Division of Community Health Sciences, University of Illinois at Chicago School of Public Health, Chicago, IL, USA.
Division of Community Health Sciences, University of Illinois at Chicago School of Public Health, Chicago, IL, USA.
Drug Alcohol Depend. 2023 Mar 1;244:109782. doi: 10.1016/j.drugalcdep.2023.109782. Epub 2023 Jan 20.

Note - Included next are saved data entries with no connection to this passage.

PR #875, opened 2019-10-24
Set TZ environment variables in tests to avoid test errors

idgserpro:
`tzlocal` 2.0.0 verifies that the timezone it fouds has the same offset as
the local computer is configured with.If not, it raise the error:

```
ValueError: Timezone offset does not match system offset: -7200 !=
-10800. Please, check your config files.
```

Setting TZ environment variable, this check is no longer done.

Ref: https://github.com/regebro/tzlocal/issues/74

### DIFF
--- a/buildout.cfg
+++ b/buildout.cfg
@@ -79,5 +79,9 @@ recipe = sc.recipe.staticresources
 name = collective.cover
 short_name = cover
 
+[test]
+initialization +=
+    os.environ['TZ'] = 'UTC'
+
 [versions]
 sc.recipe.staticresources = 1.1b5


idgserpro:
@hvelarde this error may be being undercover in Travis due to:

https://github.com/collective/collective.cover/blob/fa35c561bb21ff8cf46cfc367112035a98e9c33f/buildout.cfg#L9

I really don't like `newest = false` in continuous integration.

There are other ways to avoid the restarting buildout, such as using a Python without setuptools/buildout or using requirements.txt.

@mauritsvanrees FYI

PR #881, opened 2020-09-11
Fixed changing the order in a list tile by drag and drop.

mauritsvanrees:
Changing the order in a list tile on the Compose tab would seemingly work at first, but nothing was saved.
The wrong element was taken as base (the whole html document instead of the tile).
And iterating over the children to get their uuids was done wrong, trying to take a uuid attribute from always that same wrong element.

Tested in Plone 4.3 and 5.1.

### DIFF
--- a/CHANGES.rst
+++ b/CHANGES.rst
@@ -6,7 +6,8 @@ There's a frood who really knows where his towel is.
 2.2.3 (unreleased)
 ^^^^^^^^^^^^^^^^^^
 
-- Nothing changed yet.
+- Fixed changing the order in a list tile by drag and drop.
+  [maurits]
 
 
 2.2.2 (2019-12-27)
--- a/webpack/app/js/compose.js
+++ b/webpack/app/js/compose.js
@@ -148,11 +148,12 @@ export default class ComposeView {
       return;
     }
     let onStop = function(e, ui) {
-      let $el = $(e.currentTarget);
       let uuids = [];
-      $(e.currentTarget).children().each(function(index) {
-        if ($el.attr('data-content-uuid') !== undefined) {
-          uuids.push($el.attr('data-content-uuid'));
+      // We iterate over the children of the original $el determined at the top of onMouseOverSortable.
+      $el.children().each(function(index) {
+        let child = $($el.children()[index]);
+        if (child.attr('data-content-uuid') !== undefined) {
+          uuids.push(child.attr('data-content-uuid'));
         }
       });
       let tile = $el.closest('.tile');


fredvd:
@idgserpro Are you using collective.cover latest versions in production? In this test only the Plone 5.1 build is failing with an obscure version dependency isse where something ',<5.0.0'.    We can look into this, but need cover at the moment for a Plone 4.3 site.

idgserpro:
@fredvd I think it might have to do with Travis' Python setuptools version. Travis configuration uses Python of Travis:

https://github.com/collective/collective.cover/blob/cf134253a7899277c052949bde46d50030b11485/.travis.yml#L33

Perhaps installing the buildout with the pip this problem will be solved.

mauritsvanrees:
I have rebased on the branch from PR #882 and force pushed. That should fix Travis.

mauritsvanrees:
Rebased on master and force pushed for the Travis/QA fixes.

idgserpro:
@mauritsvanrees I saw in the robot tests that checking the ordering of the items is done without reloading the page. See:

https://github.com/collective/collective.cover/blob/980a9bdf04278506a24ca5a0f0bae74825e3d1cd/src/collective/cover/tests/test_list_tile.robot#L88-L110

Perhaps you can reload the page before checking. This could be done in another PR, to confirm that the tests will fail, without fix. Then you can rebase here, to verify that the test will pass.

mauritsvanrees:
I see that on Plone 5 the [robot tests are completely skipped](https://github.com/collective/collective.cover/blob/2.2.2/src/collective/cover/tests/test_robot.py#L34-L36), which is already the case since [2016](f69d6cc6115d6a5aea317dd3660e4bef4b461c3a). When I try them, it quickly fails with `BadRequest: The id "title" is invalid - it is already in use.`.

And with Plone 4.3 I cannot run robot tests, because the remote webdrivers I have available are not compatible with robot framework and friends.

So I cannot really edit robot tests.

fredvd:
@idgserpro  @mauritsvanrees  So to summarise: the robot tests on Plone 4 can no longer work because the selenium webdrivers are no longer functionning and on Plone 5 the robot tests were always skipped already....

I have verified the correct working of the list tile fix from Maurits on Plone 4.  @idgserpro: This was why I asked previously in this thread if you are supporting collective.cover in production installations at the moment. Are these Plone 4 or also Plone 5.0/5.1?  Then we could verify the working of the list/ and related tiles manually and merge this fix.  

I have the impression that collective.cover is just like Plone 4 end of life. We still have to support it on Plone 4 for 1 - 1.5 years but then our maintenance interestes will also be over. We don't have the resources at the moment to fix the robot test infrastructure just to merge this pull request. 

Otherwise we'll just fork and keep our own maintenance branch

hvelarde (approved):
LGTM

hvelarde:
RF tests are running and passing on Travis as you can see here: https://travis-ci.org/github/collective/collective.cover/jobs/727634332

IIRC, there was a problem on supporting both Plone 4 and 5 with RF tests at the same time.

I think the testing matrix can be now simplified and at some point the RF tests must be migrated to support Plone 5.2 only.

collective.cover has been Plone 5.1 compatible since December last year.

mauritsvanrees:
For the record: the problem I have with robot tests on Plone 4.3 is not specific to `collective.cover`. I can't get them to run for the Plone coredev buildout either. I have not tried in a while.

idgserpro:
@mauritsvanrees  I managed to get test robots to work on Plone 4.3, with newer versions of Firefox. See:

https://github.com/plonegovbr/brasil.gov.agenda/commit/cbbc7be296a7d8acc4579d47ee54d8502ba038d4

PR #882, opened 2020-09-15
Travis: use virtualenv and pip to install buildout.

mauritsvanrees:
This might fix Travis on Plone 5.1.
See https://github.com/collective/collective.cover/pull/881#issuecomment-692040474

I triggered a build on current master without changes, and it [failed on 5.1](https://travis-ci.org/github/collective/collective.cover/jobs/727418468)


mauritsvanrees:
@idgserpro You were right with your hunch that using a virtualenv instead of `bootstrap.py` would fix Travis.

buildout.cfg
```diff
@@ -86,3 +86,5 @@ initialization +=
 
 [versions]
 sc.recipe.staticresources = 1.1b5
+setuptools = 42.0.2
+zc.buildout = 2.13.3
```
idgserpro, line 90: Generally I like to pin the versions of the largest Plone supported on cfg of smallest version. So, when new versions are pinned in Plone, the build will fail, indicating that we have to update the versions. For exemple:

https://github.com/collective/collective.nitf/commit/10a3e7e340d4d4fe8863c505c104f139a9b048ea#diff-d3e088c4790fbe53fd3120d360cd08ddR3

.travis.yml
```diff
@@ -30,7 +30,8 @@ before_install:
 install:
 - sed -ie "s#test-4.3#test-$PLONE_VERSION#" buildout.cfg
 - sed -ie "s#versions-4.3#versions-$PLONE_VERSION#" buildout.cfg
-- python bootstrap.py
```
idgserpro, line 33: The `bootstrap.py` file can be removed.

idgserpro (changes requested):

idgserpro:
I think now the `newest = false ` can be removed:

https://github.com/collective/collective.cover/blob/b77afb13e87538fc8f6772d61ea2b0b2c6299c14/buildout.cfg#L9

Opioid use has been increasing at alarming rates over the past 15 years, yet uptake of medication for opioid use disorder (MOUD) remains low. Much of the research on individual characteristics predicting MOUD uptake is equivocal, and there is a dearth of research on setting-level and network-level characteristics that predict MOUD uptake. Towards a more holistic, multilevel understanding, we explore individual-level, network-level, and community-level characteristics associated with MOUD uptake.
Baseline data from a longitudinal study of young people who inject drugs and their injection and support network members living in Chicago (N = 165) was used to conduct cross-sectional multilevel logistic regression analyses to examine associations between MOUD uptake and a set of potential predictors at the individual-, network-, and community-levels that were chosen based on theoretical relevance or support from previous empirical studies.
Stigma at both the individual and community levels was significantly associated with MOUD uptake (though in different directions). Greater individual-level stigma was associated with a higher likelihood of MOUD uptake, while having a more normatively stigmatizing community environment was associated with a lower likelihood of MOUD uptake. Using heroin and cocaine simultaneously and having a larger support network were associated with a greater likelihood of MOUD uptake.
The present study's holistic, multilevel approach identified three individual-level characteristics, one network-level characteristic, and one community-level characteristic associated with MOUD uptake. However, more research is needed examining multilevel predictors, to help with developing interventions addressing barriers to MOUD use at multiple levels of influence.
在过去的 15 年中,阿片类药物的使用呈惊人的速度增长,但阿片类药物使用障碍(MOUD)的药物治疗使用率仍然很低。大量关于预测 MOUD 使用率的个体特征的研究结果存在争议,而且关于预测 MOUD 使用率的设置水平和网络水平特征的研究也很少。为了更全面、多层次地了解这一问题,我们探讨了与 MOUD 使用率相关的个体水平、网络水平和社区水平特征。
利用一项针对居住在芝加哥的注射毒品的年轻人及其注射和支持网络成员的纵向研究的基线数据(N=165),进行横断面多层次逻辑回归分析,以检验 MOUD 使用率与个体、网络和社区层面的一组潜在预测因素之间的关联,这些因素是根据理论相关性或以往实证研究的支持而选择的。
个体和社区层面的污名与 MOUD 使用率显著相关(尽管方向不同)。个体层面的污名程度越高,接受 MOUD 治疗的可能性就越大,而社区环境的规范污名化程度越高,接受 MOUD 治疗的可能性就越小。同时使用海洛因和可卡因以及拥有更大的支持网络与接受 MOUD 治疗的可能性更大相关。
本研究的整体、多层次方法确定了三个个体特征、一个网络特征和一个社区特征与 MOUD 使用率相关。然而,需要更多的研究来检验多层次的预测因素,以帮助开发针对多个影响层面的 MOUD 使用障碍的干预措施。